↓

Issue #3610, opened 2022-11-11
Add ability to export column mapping profile to CSV


nllong:
**Is your feature request related to a problem? Please describe.**

The [py-seed project](https://github.com/SEED-platform/py-seed) has the ability to create a column mapping profile from a CSV file. Doing this by hand can be error-prone due to having to match the names as they are in SEED. The CSV file format should look like [this](https://github.com/SEED-platform/py-seed/blob/develop/tests/data/test-seed-data-mappings.csv).

**Describe the solution you'd like**

Add the ability to export the mapping profile to CSV. Eventually, it would be nice to be able to import a mapping profile from the same CSV... but that can be for another day.

RDmitchell:
@nllong -- is this something that can be done through the UI? If yes, where?

RDmitchell:
instance: dev1
SHA: 
Org: City of San Francisco

I went to the Org/Column Mappings link and clicked the Export to CSV icon
https://docs.google.com/spreadsheets/d/1w8xUM6XF6qfz1o-ghH8D5u1MwjaD1mqO/edit?usp=share_link&ouid=103887815394604824348&rtpof=true&sd=true

The file was exported, but looking at it, not all the fields are included, probably because of limitations of Excel
The file stops on line 869 of the spreadsheet, with the field "Retail Store - Open of Closed Refrigeration ..."
![image](https://user-images.githubusercontent.com/6314950/207973937-8c1a5a7f-18a0-4740-ade7-9be061bef77e.png)

However, looking at the column mapping screen in SEED for that org, there are many more fields under Retail Store
![image](https://user-images.githubusercontent.com/6314950/207974270-242c4402-1807-40bc-a84d-8c23e13ff769.png)

And the fields end with Zoo
![image](https://user-images.githubusercontent.com/6314950/207974303-0b111fdf-599c-43a6-96e9-2ca260197c96.png)

Any user with ESPM data will likely have this many fields, as they are the standard "full" set of ESPM fields. 

So we need to figure out a way to accommodate them, either by making 2 files, etc.

RDmitchell:
@isalanglois -- this needs to go back into "in progress" to deal with the problem I found. Thx

isalanglois:
@RDmitchell  thanks for the update, tagging @nllong since it looks like he was working on it before

nllong:
@RDmitchell  - the file linked above is to Potential TAC Partners.

RDmitchell:
[...]

PR #3748, opened 2023-01-13
Sort column mappings in profile before export

nllong:
The column mapping export data was being exported in order of IDs, which was reasonable; however, in orgs with lots of column mappings (~1,000) it appeared that all the data was not being exported. One of the reasons was that the view on the website did not match the view in the exported file.

#### What's this PR do?
* Sort (case insensitive) the column mappings before export

* In SF org (or any other org), go to column mappings
* Export and verify that the to_field is sorted alphabetically and consistent with the results in the SEED UI.

Further addresses #3610 

Here are the results of SF after sorting ... [2020-11-14 org-wide mapping snapshot_mapping_profile.csv](https://github.com/SEED-platform/seed/files/10415371/2020-11-14.org-wide.mapping.snapshot_mapping_profile.csv)


anchapin (approved):
It works as expected and I don't see any issues.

↑

▶ _Assigned task_
Nothing in the data may be left out; copy every line exactly.

▶ _Task result_
Issue #3610, opened 2022-11-11
Add ability to export column mapping profile to CSV


nllong:
**Is your feature request related to a problem? Please describe.**

The [py-seed project](https://github.com/SEED-platform/py-seed) has the ability to create a column mapping profile from a CSV file. Doing this by hand can be error-prone due to having to match the names as they are in SEED. The CSV file format should look like [this](https://github.com/SEED-platform/py-seed/blob/develop/tests/data/test-seed-data-mappings.csv).

**Describe the solution you'd like**

Add the ability to export the mapping profile to CSV. Eventually, it would be nice to be able to import a mapping profile from the same CSV... but that can be for another day.

RDmitchell:
@nllong -- is this something that can be done through the UI? If yes, where?

RDmitchell:
instance: dev1
SHA: 
Org: City of San Francisco

I went to the Org/Column Mappings link and clicked the Export to CSV icon
https://docs.google.com/spreadsheets/d/1w8xUM6XF6qfz1o-ghH8D5u1MwjaD1mqO/edit?usp=share_link&ouid=103887815394604824348&rtpof=true&sd=true

The file was exported, but looking at it, not all the fields are included, probably because of limitations of Excel
The file stops on line 869 of the spreadsheet, with the field "Retail Store - Open of Closed Refrigeration ..."
![image](https://user-images.githubusercontent.com/6314950/207973937-8c1a5a7f-18a0-4740-ade7-9be061bef77e.png)

However, looking at the column mapping screen in SEED for that org, there are many more fields under Retail Store
![image](https://user-images.githubusercontent.com/6314950/207974270-242c4402-1807-40bc-a84d-8c23e13ff769.png)

And the fields end with Zoo
![image](https://user-images.githubusercontent.com/6314950/207974303-0b111fdf-599c-43a6-96e9-2ca260197c96.png)

Any user with ESPM data will likely have this many fields, as they are the standard "full" set of ESPM fields. 

So we need to figure out a way to accommodate them, either by making 2 files, etc.

RDmitchell:
@isalanglois -- this needs to go back into "in progress" to deal with the problem I found. Thx

isalanglois:
@RDmitchell  thanks for the update, tagging @nllong since it looks like he was working on it before

nllong:
@RDmitchell  - the file linked above is to Potential TAC Partners.

RDmitchell:
[...]

PR #3748, opened 2023-01-13
Sort column mappings in profile before export

nllong:
The column mapping export data was being exported in order of IDs, which was reasonable; however, in orgs with lots of column mappings (~1,000) it appeared that all the data was not being exported. One of the reasons was that the view on the website did not match the view in the exported file.

#### What's this PR do?
* Sort (case insensitive) the column mappings before export

* In SF org (or any other org), go to column mappings
* Export and verify that the to_field is sorted alphabetically and consistent with the results in the SEED UI.

Further addresses #3610 

Here are the results of SF after sorting ... [2020-11-14 org-wide mapping snapshot_mapping_profile.csv](https://github.com/SEED-platform/seed/files/10415371/2020-11-14.org-wide.mapping.snapshot_mapping_profile.csv)


anchapin (approved):
It works as expected and I don't see any issues.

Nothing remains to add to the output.